While giving a reasonable account of the heavy-ion collision story, the description of the relation of string theory to the much more interesting question of what happens in proton-proton collisions at the Tevatron or LHC energy frontier is actively misleading hype. What he is really describing is supersymmetry, and while he begins with the arguable:
Supersymmetry predicts many other particles, and if they are discovered, it would be clear evidence that string theory is on the right track.
he then goes on to claim that:
What is exciting is that string theorists are placing their bets, along with theorists of other stripes, and holding their breaths for experimental discoveries that may vindicate or shatter their hopes…

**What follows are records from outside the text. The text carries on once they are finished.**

PR #3376, opened 2021-03-15
EnsureObjective

lalexgap:
# Description
Implements the basic functionality of `EnsureObjectives`.

To have a robust wallet we need to make sure that objectives still get completed even in the face of dropped messages.

This PR implements a basic EnsureObjective message that resends messages until the objectives get completed.

At the moment it uses a simple back-off strategy.

A very basic `ChannelManager` has been introduced that has `EnsureObjectives` and a fairly simple `CreateChannels` (for testing).

## Changes 

1. `TestMessageService` now has a function to set `LatencyOptions`. These can be used to simulate poor network conditions.  Currently a `dropRate` and `meanDelayTime` can be set .
2.  A new class called `ChannelManager` has been introduce with `EnsureObjectives/CreateChannels`.

## How Has This Been Tested? 

A `ensure-objective` test has been added to the `two-peers` tests.

This test uses the `TestMessageHandler` to simulate dropped and delayed messages to verify that `EnsureObjective` can handle those scenarios.

---
### Code quality
### Project management

### DIFF
--- a/packages/server-wallet/package.json
+++ b/packages/server-wallet/package.json
@@ -57,6 +57,7 @@
     "eslint-plugin-jest": "23.6.0",
     "eslint-plugin-prettier": "3.3.1",
     "eslint-plugin-unicorn": "21.0.0",
+    "exponential-backoff": "^3.1.0",
     "express": "4.17.1",
     "express-pino-logger": "5.0.0",
     "jest": "26.6.3",
--- a/packages/server-wallet/package.json
+++ b/packages/server-wallet/package.json
@@ -57,7 +57,6 @@
     "eslint-plugin-jest": "23.6.0",
     "eslint-plugin-prettier": "3.3.1",
     "eslint-plugin-unicorn": "21.0.0",
-    "exponential-backoff": "^3.1.0",
     "express": "4.17.1",
     "express-pino-logger": "5.0.0",
     "jest": "26.6.3",
--- a/packages/server-wallet/src/__test-with-peers__/ensure-objectives.test.ts
+++ b/packages/server-wallet/src/__test-with-peers__/ensure-objectives.test.ts
@@ -10,10 +10,12 @@ import {
   peerWallets,
 } from '../../jest/with-peers-setup-teardown';
 import {ChannelManager} from '../channel-manager';
+import {
+  createTestMessageHandler,
+  TestMessageService,
+} from '../message-service/test-message-service';
 import {WalletObjective} from '../models/objective';
 import {createChannelArgs} from '../wallet/__test__/fixtures/create-channel';
-
-import {setupTestMessagingService} from './utils';
 
 jest.setTimeout(30_000);
 
@@ -39,7 +41,11 @@ describe('EnsureObjectives', () => {
 
     const dropRate = messageDropPercentage === 0 ? 0 : messageDropPercentage / 100;
 
-    const messageService = await setupTestMessagingService(participantWallets, dropRate);
+    const messageService = await TestMessageService.create(
+      createTestMessageHandler(participantWallets),
+      peerWallets.a.logger,
+      dropRate
+    );
     const channelManager = await ChannelManager.create(peerWallets.a, messageService);
 
     peerWallets.b.on('objectiveStarted', async (o: WalletObjective) => {
@@ -57,7 +63,11 @@ describe('EnsureObjectives', () => {
       {participantId: participantIdB, wallet: peerWallets.b},
     ];
 
-    const messageService = await setupTestMessagingService(participantWallets, 1);
+    const messageService = await TestMessageService.create(
+      createTestMessageHandler(participantWallets),
+      peerWallets.a.logger,
+      1
+    );
     // We use a short backoff to avoid burning times in the tests
     const channelManager = await ChannelManager.create(peerWallets.a, messageService, [1]);
 
--- a/packages/server-wallet/src/__test-with-peers__/ensure-objectives.test.ts
+++ b/packages/server-wallet/src/__test-with-peers__/ensure-objectives.test.ts
@@ -13,7 +13,7 @@ import {LatencyOptions} from '../message-service/test-message-service';
 import {WalletObjective} from '../models/objective';
 import {createChannelArgs} from '../wallet/__test__/fixtures/create-channel';
 
-jest.setTimeout(36_000);
+jest.setTimeout(60_000);
 
 beforeAll(getPeersSetup());
 afterAll(peersTeardown);
@@ -34,11 +34,11 @@ describe('EnsureObjectives', () => {
       meanDelay: undefined,
     },
     // Lots of messages dropping but no delay
-    {dropRate: 0.2, meanDelay: undefined},
+    {dropRate: 0.5, meanDelay: undefined},
     // delay but no dropping
     {dropRate: 0, meanDelay: 150},
-    // 10% message drop and 50 ms mean delay
-    {dropRate: 0.1, meanDelay: 50},
+    // Delay and drop
+    {dropRate: 0.3, meanDelay: 100},
   ];
   test.each(testCases)(
     'can successfully create a channel with the latency options: %o',
@@ -57,8 +57,10 @@ describe('EnsureObjectives', () => {
   //  This is a nice sanity check to ensure that messages do get dropped
   test('fails when all messages are dropped', async () => {
     messageService.setLatencyOptions({dropRate: 1});
-    // We use a short backoff to avoid burning times in the tests
-    const channelManager = await ChannelManager.create(peerWallets.a, messageService, [1]);
+    // We limit the attempts to avoid wasting times in the test
+    const channelManager = await ChannelManager.create(peerWallets.a, messageService, {
+      numOfAttempts: 1,
+    });
 
     peerWallets.b.on('objectiveStarted', async (o: WalletObjective) => {
       const {targetChannelId: channelId} = o.data;
--- a/packages/server-wallet/src/__test-with-peers__/ensure-objectives.test.ts
+++ b/packages/server-wallet/src/__test-with-peers__/ensure-objectives.test.ts
@@ -27,7 +27,7 @@ function getCreateChannelsArgs(): CreateChannelParams {
   });
 }
 
-describe('EnsureObjectives', () => {
+describe('Ensure-Objectives', () => {
   const cases = [0, 0.1, 0.2, 0.3];
 
   test.each(cases)('creates a channel with a drop rate of %f ', async dropRate => {
--- a/packages/server-wallet/src/__test-with-peers__/ensure-objectives.test.ts
+++ b/packages/server-wallet/src/__test-with-peers__/ensure-objectives.test.ts
@@ -50,7 +50,9 @@ describe('EnsureObjectives', () => {
         await peerWallets.b.joinChannels([o.data.targetChannelId]);
       });
 
-      await channelManager.createChannels(getCreateChannelsArgs(), 50);
+      await expect(
+        channelManager.createChannels(getCreateChannelsArgs(), 50)
+      ).resolves.not.toThrow();
     }
   );
 
--- a/packages/server-wallet/src/__test-with-peers__/ensure-objectives.test.ts
+++ b/packages/server-wallet/src/__test-with-peers__/ensure-objectives.test.ts
@@ -36,6 +36,7 @@ describe('EnsureObjectives', () => {
       {participantId: participantIdA, wallet: peerWallets.a},
       {participantId: participantIdB, wallet: peerWallets.b},
     ];
+
     const dropRate = messageDropPercentage === 0 ? 0 : messageDropPercentage / 100;
 
     const messageService = await setupTestMessagingService(participantWallets, dropRate);
@@ -55,6 +56,7 @@ describe('EnsureObjectives', () => {
       {participantId: participantIdA, wallet: peerWallets.a},
       {participantId: participantIdB, wallet: peerWallets.b},
     ];
+
     const messageService = await setupTestMessagingService(participantWallets, 1);
     // We use a short backoff to avoid burning times in the tests
     const channelManager = await ChannelManager.create(peerWallets.a, messageService, [1]);
--- a/packages/server-wallet/src/__test-with-peers__/ensure-objectives.test.ts
+++ b/packages/server-wallet/src/__test-with-peers__/ensure-objectives.test.ts
@@ -49,8 +49,7 @@ describe('EnsureObjectives', () => {
     const channelManager = await ChannelManager.create(peerWallets.a, messageService);
 
     peerWallets.b.on('objectiveStarted', async (o: WalletObjective) => {
-      const {targetChannelId: channelId} = o.data;
-      await peerWallets.b.joinChannel({channelId});
+      await peerWallets.b.joinChannels([o.data.targetChannelId]);
     });
 
     await channelManager.createChannels(getCreateChannelsArgs(), 50);
@@ -73,7 +72,7 @@ describe('EnsureObjectives', () => {
 
     peerWallets.b.on('objectiveStarted', async (o: WalletObjective) => {
       const {targetChannelId: channelId} = o.data;
-      await peerWallets.b.joinChannel({channelId});
+      await peerWallets.b.joinChannels([channelId]);
     });
 
     await expect(channelManager.createChannels(getCreateChannelsArgs(), 1)).rejects.toThrow(
--- a/packages/server-wallet/src/__test-with-peers__/ensure-objectives.test.ts
+++ b/packages/server-wallet/src/__test-with-peers__/ensure-objectives.test.ts
@@ -27,14 +27,17 @@ function getCreateChannelsArgs(): CreateChannelParams {
   });
 }
 
-describe('Ensure-Objectives', () => {
-  const cases = [0, 0.1, 0.2, 0.3];
+describe('EnsureObjectives', () => {
+  // This is the percentages of messages that get dropped
+  const cases = [0, 10, 30];
 
-  test.each(cases)('creates a channel with a drop rate of %f ', async dropRate => {
+  test.each(cases)('creates a channel with a drop rate of %f%% ', async messageDropPercentage => {
     const participantWallets = [
       {participantId: participantIdA, wallet: peerWallets.a},
       {participantId: participantIdB, wallet: peerWallets.b},
     ];
+    const dropRate = messageDropPercentage === 0 ? 0 : messageDropPercentage / 100;
+
     const messageService = await setupTestMessagingService(participantWallets, dropRate);
     const channelManager = new ChannelManager(peerWallets.a, messageService);
 
@@ -43,7 +46,7 @@ describe('Ensure-Objectives', () => {
       await peerWallets.b.joinChannel({channelId});
     });
 
-    await channelManager.createChannels(getCreateChannelsArgs(), 5);
+    await channelManager.createChannels(getCreateChannelsArgs(), 50);
   });
 
   // This is a nice sanity check to ensure that messages do get dropped
@@ -60,7 +63,7 @@ describe('Ensure-Objectives', () => {
       await peerWallets.b.joinChannel({channelId});
     });
 
-    await expect(channelManager.createChannels(getCreateChannelsArgs(), 5)).rejects.toThrow(
+    await expect(channelManager.createChannels(getCreateChannelsArgs(), 1)).rejects.toThrow(
       'Unable to ensure objectives'
     );
   });
--- a/packages/server-wallet/src/__test-with-peers__/ensure-objectives.test.ts
+++ b/packages/server-wallet/src/__test-with-peers__/ensure-objectives.test.ts
@@ -2,22 +2,18 @@ import {CreateChannelParams} from '@statechannels/client-api-schema';
 
 import {
   getPeersSetup,
+  messageService,
   participantA,
   participantB,
-  participantIdA,
-  participantIdB,
   peersTeardown,
   peerWallets,
 } from '../../jest/with-peers-setup-teardown';
 import {ChannelManager} from '../channel-manager';
-import {
-  createTestMessageHandler,
-  TestMessageService,
-} from '../message-service/test-message-service';
+import {LatencyOptions} from '../message-service/test-message-service';
 import {WalletObjective} from '../models/objective';
 import {createChannelArgs} from '../wallet/__test__/fixtures/create-channel';
 
-jest.setTimeout(30_000);
+jest.setTimeout(36_000);
 
 beforeAll(getPeersSetup());
 afterAll(peersTeardown);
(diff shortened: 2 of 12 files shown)


packages/server-wallet/src/__test-with-peers__/ensure-objectives.test.ts
```diff
@@ -0,0 +1,70 @@
...
+    fundingStrategy: 'Fake',
+  });
+}
+
+describe('EnsureObjectives', () => {
+  // This is the percentages of messages that get dropped
+  const cases = [0, 10, 30];
+
+  test.each(cases)('creates a channel with a drop rate of %f%% ', async messageDropPercentage => {
+    const participantWallets = [
```
lalexgap, line 35:
```suggestion

    const participantWallets = [
```

andrewgordstewart:
Sanity check: The PR description here suggests that our assumptions on a `MessageService` is relatively weak: that a message might never be delivered, but if it is, it's delivered correctly. Is that assumption currently explicit?

There is value to making this assumption, because we can (like you're doing here) bootstrap that assumption to
- objectives always finish, eventually
- if the `MessageService` is "typically available", objectives "typically succeed"

by re-trying in a function like `ensureObjective`. This code is re-usable across all `MessageService` implementations, lowering the requirements of a new `MessageService`.

lalexgap:
> Sanity check: The PR description here suggests that our assumptions on a `MessageService` is relatively weak: that a message might never be delivered, but if it is, it's delivered correctly. Is that assumption currently explicit?

I'm not sure if that's explicitly stated but I will add some comments to clarify that.

packages/server-wallet/package.json
```diff
@@ -57,6 +57,7 @@
     "eslint-plugin-jest": "23.6.0",
     "eslint-plugin-prettier": "3.3.1",
     "eslint-plugin-unicorn": "21.0.0",
+    "exponential-backoff": "^3.1.0",
```
andrewgordstewart, line 60: Did you consider `'backoff'`? It's already a (dev) dependency.

packages/server-wallet/src/__test-with-peers__/ensure-objectives.test.ts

If it [evidence for supersymmetry] is found, many of us would take it as confirmation of superstring theory
There’s no discussion of the issue of the supersymmetry breaking scale, or acknowledgement of the fact that string theory does not at all require this scale to be low enough for superpartners to be observable at LHC energies. The fact of the matter is that string theory makes no predictions at all about what the LHC will see, and Gubser’s claim that string theorists have some sort of LHC prediction they are betting on is just not true. There is no bet here that string theorists can possibly lose: if superpartners are found, they are likely to trumpet this as “confirmation of string theory”, but if not, they’ll fall back on the accurate statement that string theory predicted nothing about this.

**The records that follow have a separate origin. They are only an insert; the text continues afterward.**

PR #3393, opened 2021-03-22
change many forceMove -> challenge

geoknee:
Following #2963 , I found a few more instances where the old terminology survives. 

As the linked PR does not have a description, I'll record the reasoning here from memory.

It's not ideal to have the same name for a method and a contract. It is also not ideal to use a protocol-specific term where a more self-contained one would do. The change from `forceMove` to `challenge` reduces the overall size of our terminology.

### DIFF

Throughout the book, Gubser is on the defensive about the issue of string theory’s lack of predictivity, invoking highly strained and dubious analogies as excuses. One chapter begins with a discussion of Roman history and its effects on our present-day culture. He then argues that our many centuries remove from this history is somehow like the way string theory makes predictions at high energies, not low energies. I don’t see the analogy (we have lots of evidence for Romans, none for strings), and in any case the problem with string theory is not that it can’t predict what happens at low energies, but that it can’t predict anything at any energy. In another chapter he compares current string theory unification models to the BCS theory of superconductivity, noting that the BCS theory doesn’t work for high-temperature superconductivity. I’m not sure what to make of this analogy, since BCS is a successful theory, string unification models aren’t. The only point of it seems to be the hope that something new will be discovered experimentally (analog of high temperature superconductivity), and some unknown version of string theory will describe it.

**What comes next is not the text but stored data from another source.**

PR #3394, opened 2021-03-22
Delete statusOf after a successful concludePushOutcomeAndTransferAll 

geoknee:
This change saves some gas by undoing the write to adjudicator storage that is currently part of `concludePushOutcomeAndTransferAll`.

Currently, gas costs are high and opportunities to reduce them are a priority. Opportunities should be treated with caution, however, since there is a high chance of introducing new attack vectors. 

This approach is good because it saves a substantial amount of gas, and while it does reduce some of the protection offered by our on-chain code, I believe that it does not introduce new attack vectors, or that the new vectors are easily blocked by some small changes to client behaviour. This can be realised by examining our current security assumptions.

A `finalised` status in the adjudicator is a terminal state and [**prevents**](https://docs.statechannels.org/docs/protocol-tutorial/understand-adjudicator-status#channel-modes) basically any change of state in the adjudicator, including:
- challenges
- concludes
- checkpoints
- respond

We need to keep that state in the machine because of the unhappy path to finalisation, a timed-out challenge. When that implicit state transition happens, the stored information **enables** the stored outcome to be "pushed" into asset holders, using `pushOutcome` and `pushOutcomeAndTransferAll`. In the happy path, however, (covered by `concludePushOutcomeAndTransferAll`), the outcome has already been pushed, and all assets have been transferred out of the channel, too). 

This change makes what was previously enabled, disabled, and what was previously prevented, possible. 

As we currently [hint at in the docs](https://docs.statechannels.org/docs/protocol-tutorial/precautions-and-limits#precautions), state channel client code should reject or ignore channels that are proposed with am "old" `channelNonce` (meaning one previously used by the same set of participants on the same chain). Correct clients (those that carefully uphold this principle) are therefore already prevented from depositing assets into an old channel if they only deposit into a channel during the setup stage.

Clients should therefore also be careful not to deposit assets into a channel that has been finalised. (This is almost the same principle, but not quite: a finalized channel may not necessarily be "old" if it is the most recent for a given `participants` array). A downside of the approach of this PR is that currently, clients can reach out to the chain for information on finalised channels. With this change, they will have to track that information themselves.  This does seem, however, very much in the spirit of state channels (why should we pay high costs to make this information public, when it only concerns a small number of parties?).

Another downside of this approach is that we end up doing some work that we potentially don't need to do:
1) computing and setting some storage that ends up being deleted anyway
2) emitting an event despite the lack of any change in state of the contract

I suggest tackling these in follow up work. 

- [x] Is it security related? Yes

---
### Code quality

Like pretty much all of his colleagues at Princeton, one thing Gubser wants nothing to do with is the multiverse and the anthropic string theory landscape. While he explains the moduli-stabilization problem, the landscape and the multiverse are not discussed, and anthropic argumentation is dismissed with:
Altogether, I find myself unconvinced that this line of argument is useful in string theory.
In the next posting, I’ll write about another new popular physics book, one that I think is much better and much more readable, although it takes the West Coast multiverse interpretation of string theory as gospel, ignoring the views of Gubser and his Princeton colleagues.